Abstract

We read with great interest the article by Rosario et al. (1), which concluded that a stimulated thyroglobulin (Stim-Tg) <1 ng/mL combined with neck ultrasonography can be used to obviate the need for radioactive iodine remnant ablation (RRA) after a total thyroidectomy in low-risk well-differentiated thyroid carcinoma (WDTC) patients who do not have anti-Tg antibody interference. Based upon their retrospective analysis of a cohort of patients with low-risk WDTC, the authors have rightly concluded that a Stim-Tg of <1 ng/mL combined with negative high-resolution neck ultrasonography after a total thyroidectomy has a negative predictive value (NPV) for residual thyroid carcinoma of almost 100%. We applaud this approach and would like to emphasize that using a prospective strategy for low-risk WDTC, we obtained a postsurgical Stim-Tg of <1 ng/mL (∼3 months after initial total thyroidectomy) in 56.7% of our cohort (2), which is virtually identical to their 56% (1). This protocol, in the hands of experienced surgeons, translates into a 60% (1,2) decrease in RRA administration in low-risk WDTC patients after total thyroidectomy without prophylactic central and lateral neck dissections. Nascimento et al. (3) have also retrospectively concluded that RRA may be avoided in low-risk WDTC when a postsurgical Stim-Tg <1 ng/mL was obtained in the absence of detectable lymph nodes and aggressive histological variants of WDTC. However, their proposal differs from Rosario's (1) and ours (2) in that patients underwent routine prophylactic central and lateral neck compartment dissections while only achieving a 30% reduction in RRA administration for WDTC tumors that were <2 cm (4).

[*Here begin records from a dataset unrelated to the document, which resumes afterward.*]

PR #90, opened 2017-11-04
Multi-pool final version

fireice-uk:
This is a very first draft. Lots of deep-running logic changes, so bugs are inevitable.

Uploading this one early so it can be tested. Dev donate is 50% / 4min in this branch to facilitate testing.

Only pool failover is supported. We can leave round-robin until after the release as this is likely to be even more complex.

Config side is not implemented at all yet, you can add pools directly in executor main.

I implemented a mock pool to facilitate testing, see http://github.com/fireice-uk/xmr-pool-mock

**Final tasks before merging**

- [x] Set a different dev pool port for Aeon
- [x] Restore dev pool address
- [x] Restore dev doation to normal level

PR #378, opened 2017-12-06
fix broken pool option overwrite via CLI

### LINKED ISSUE #340: Config file override by command line possible?
Hello.

Running under Ubuntu 16.04 LTS. This miner is the first one I've come across that cannot run w/o a config.txt file.  Other miners use config files too, but they are not mandatory. I usually add rig name after wallet address like $WALLET.$RIG with RIG set to (hostname). This parameter is passed via command line and it works with other miners.

But XMRSTAK picks up parameters from the config.txt once it has been created and it **ignores** newer params passed via command line (contrary to what -h command claims). I could erase the config.txt on every run, however, XMRSTAK enters a kind of interactive state when it asks questions about coin name and pool parameters. 

So, if I had, say, 100 rigs, I would have to run XMRSTAK a 100 times to create an individual config file for every rig.

p.s. I just realized your group name is FIRE ICE-UK. If written as one word, it reads "fierce-uk".

psychocrypt:
fix #340

With #90 the option to overwrite the pool settings via CLI options is broken.

This pull request will allow to overwrite the options of the pool with the highest weighting.

### DIFF
--- a/xmrstak/cli/cli-miner.cpp
+++ b/xmrstak/cli/cli-miner.cpp
@@ -82,7 +82,7 @@ void help()
 	cout<<"  --nvidia FILE         NVIDIA backend miner config file"<<endl;
 #endif
 	cout<<" "<<endl;
-	cout<<"The Following options temporary overwrites the config file settings:"<<endl;
+	cout<<"The Following options temporary overwrites the config entries of \nthe pool with the highest weight:"<<endl;
 	cout<<"  -o, --url URL         pool url and port, e.g. pool.usxmrpool.com:3333"<<endl;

Rosario et al. have also proposed a strategy that administers a 30-mCi RRA dose for those low-risk WDTC patients who have a Stim-Tg value between 1 and 10 ng/mL (1). Since a weakly positive Stim-Tg after a total thyroidectomy could also represent a small residuum of normal tissue rather than thyroid carcinoma, we have deferred RRA for the majority of low-risk WDTC with a postsurgical Stim-Tg value between 1 and 5 ng/mL in favor of serial follow-up with repeat Stim-Tg and neck ultrasonography (2). Our follow-up of such a cohort who did not receive RRA for ∼4.7 years has shown that 97% of patients remained stable with no evidence of increasing Stim-Tg to >5 ng/mL, no significant increase in thyrotropin-basal ultrasensitive Tg, and no detectable abnormalities by neck ultrasonography (unpublished). Including these patients with a Stim-Tg <5 ng/mL to those with a Stim-Tg <1 ng/mL has resulted in nearly 85% of patients with low-risk WDTC avoiding RRA administration over several years of prospective follow-up (2).
Current RRA guidelines by the American Thyroid Association and other thyroid societies have not appreciated the high NPV of objective postsurgical Stim-Tg and neck ultrasonography to assist in RRA selection among low-risk WDTC patients. Instead, recommendations are based upon clinico-pathological variables such as patient age, tumor size, and presence of lymph node metastases, which result in a much higher RRA administration rate. However, our center has previously documented that patient age and tumor size do not reliably predict whether low-risk WDTC patients develop residual/recurrent disease when followed by Stim-Tg and neck ultrasonography (2). In our strategy, which includes surgery by expert surgeons, patients can be free of disease regardless of TNM staging without RRA as determined by long-term follow-up Stim-Tg and neck ultrasonography.
Early detection of low-risk thyroid cancer by thyroid ultrasonography and fine-needle aspiration biopsy in conjunction with a total thyroidectomy and therapeutic central compartment neck dissection (when indicated) has resulted in ∼60% of all detectable WDTC being of low risk (confined to the thyroid gland and/or minimal central compartment positive lymph nodes). The avoidance of RRA in ∼30%–60% (1 –3) of low-risk WDTC patients with a Stim-Tg <1 ng/mL and 85% with a Stim-Tg <5 ng/mL (2) will have a great impact on avoiding unnecessary RRA and merits consideration for future guidelines on the management of WDTC.
Disclosure Statement
P.G.W. reports receiving consulting fees from Genzyme Canada, Inc. K.G.-H., D.E., and S.O. declare no conflicts of interest.